━━━━━ Task inputs ━━━━━
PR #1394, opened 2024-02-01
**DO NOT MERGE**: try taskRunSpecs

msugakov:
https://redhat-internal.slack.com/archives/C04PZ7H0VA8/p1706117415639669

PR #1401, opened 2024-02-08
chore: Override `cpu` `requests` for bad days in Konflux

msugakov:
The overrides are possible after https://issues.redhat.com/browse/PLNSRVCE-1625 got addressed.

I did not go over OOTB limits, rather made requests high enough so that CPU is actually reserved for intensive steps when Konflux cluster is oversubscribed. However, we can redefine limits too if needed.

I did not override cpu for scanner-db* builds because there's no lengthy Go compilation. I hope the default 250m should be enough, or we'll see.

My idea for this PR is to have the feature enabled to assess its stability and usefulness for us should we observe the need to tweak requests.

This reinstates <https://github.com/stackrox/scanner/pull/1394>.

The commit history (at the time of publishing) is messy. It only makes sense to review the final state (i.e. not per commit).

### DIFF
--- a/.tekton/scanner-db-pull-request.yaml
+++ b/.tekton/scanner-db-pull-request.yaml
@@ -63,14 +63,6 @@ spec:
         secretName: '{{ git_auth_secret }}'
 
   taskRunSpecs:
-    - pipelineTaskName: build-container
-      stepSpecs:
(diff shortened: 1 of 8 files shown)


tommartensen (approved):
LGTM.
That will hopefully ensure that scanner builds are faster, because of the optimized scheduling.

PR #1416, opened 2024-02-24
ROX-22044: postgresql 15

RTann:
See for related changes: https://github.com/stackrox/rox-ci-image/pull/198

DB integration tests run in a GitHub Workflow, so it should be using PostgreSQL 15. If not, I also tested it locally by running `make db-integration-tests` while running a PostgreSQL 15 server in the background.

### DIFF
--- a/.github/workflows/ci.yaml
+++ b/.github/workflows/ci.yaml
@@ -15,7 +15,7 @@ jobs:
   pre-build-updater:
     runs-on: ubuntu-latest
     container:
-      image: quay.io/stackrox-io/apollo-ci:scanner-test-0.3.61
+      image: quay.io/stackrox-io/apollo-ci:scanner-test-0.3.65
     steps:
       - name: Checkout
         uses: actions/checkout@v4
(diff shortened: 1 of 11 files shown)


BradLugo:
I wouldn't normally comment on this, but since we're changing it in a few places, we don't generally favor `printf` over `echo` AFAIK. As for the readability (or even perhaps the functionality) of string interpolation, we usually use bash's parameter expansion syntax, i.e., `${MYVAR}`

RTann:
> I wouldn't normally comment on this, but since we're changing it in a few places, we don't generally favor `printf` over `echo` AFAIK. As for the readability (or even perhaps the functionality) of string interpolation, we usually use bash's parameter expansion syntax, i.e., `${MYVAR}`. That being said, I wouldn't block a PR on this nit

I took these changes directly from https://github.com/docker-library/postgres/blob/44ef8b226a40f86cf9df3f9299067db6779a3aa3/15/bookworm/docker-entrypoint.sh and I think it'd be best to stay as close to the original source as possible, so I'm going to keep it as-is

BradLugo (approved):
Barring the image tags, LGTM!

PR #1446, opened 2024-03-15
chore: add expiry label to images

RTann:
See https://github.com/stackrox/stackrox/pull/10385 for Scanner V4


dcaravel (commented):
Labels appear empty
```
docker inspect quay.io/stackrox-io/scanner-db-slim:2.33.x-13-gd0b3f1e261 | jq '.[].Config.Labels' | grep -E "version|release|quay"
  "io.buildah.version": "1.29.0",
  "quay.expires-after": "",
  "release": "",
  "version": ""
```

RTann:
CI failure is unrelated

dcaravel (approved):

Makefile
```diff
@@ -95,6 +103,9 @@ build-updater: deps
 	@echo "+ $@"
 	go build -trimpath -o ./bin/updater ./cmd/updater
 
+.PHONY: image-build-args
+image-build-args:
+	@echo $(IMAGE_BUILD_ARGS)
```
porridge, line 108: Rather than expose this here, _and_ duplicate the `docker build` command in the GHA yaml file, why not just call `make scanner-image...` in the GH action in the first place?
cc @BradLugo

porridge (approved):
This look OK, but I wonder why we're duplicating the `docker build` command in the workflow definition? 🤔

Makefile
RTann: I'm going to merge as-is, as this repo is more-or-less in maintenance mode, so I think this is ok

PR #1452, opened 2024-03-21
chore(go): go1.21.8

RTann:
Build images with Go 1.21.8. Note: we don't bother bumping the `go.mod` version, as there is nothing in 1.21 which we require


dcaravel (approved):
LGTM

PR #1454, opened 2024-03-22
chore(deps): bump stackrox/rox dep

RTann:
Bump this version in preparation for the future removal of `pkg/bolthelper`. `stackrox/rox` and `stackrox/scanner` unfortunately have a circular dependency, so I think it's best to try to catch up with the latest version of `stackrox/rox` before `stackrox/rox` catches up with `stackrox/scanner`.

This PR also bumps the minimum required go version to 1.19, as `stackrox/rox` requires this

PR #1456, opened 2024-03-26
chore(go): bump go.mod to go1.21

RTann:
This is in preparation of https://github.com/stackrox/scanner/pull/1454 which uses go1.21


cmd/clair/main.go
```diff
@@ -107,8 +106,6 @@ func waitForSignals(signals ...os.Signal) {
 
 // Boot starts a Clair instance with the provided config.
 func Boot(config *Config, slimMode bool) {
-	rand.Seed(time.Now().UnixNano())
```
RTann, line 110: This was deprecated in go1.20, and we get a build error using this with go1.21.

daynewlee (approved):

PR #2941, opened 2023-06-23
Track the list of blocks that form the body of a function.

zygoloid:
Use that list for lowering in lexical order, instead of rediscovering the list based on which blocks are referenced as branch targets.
━━━━━
> **Task prompt**
Every line above with the string "time" in it should be copied into the answer.

> **Exercise solution**
The commit history (at the time of publishing) is messy. It only makes sense to review the final state (i.e. not per commit).
-	rand.Seed(time.Now().UnixNano())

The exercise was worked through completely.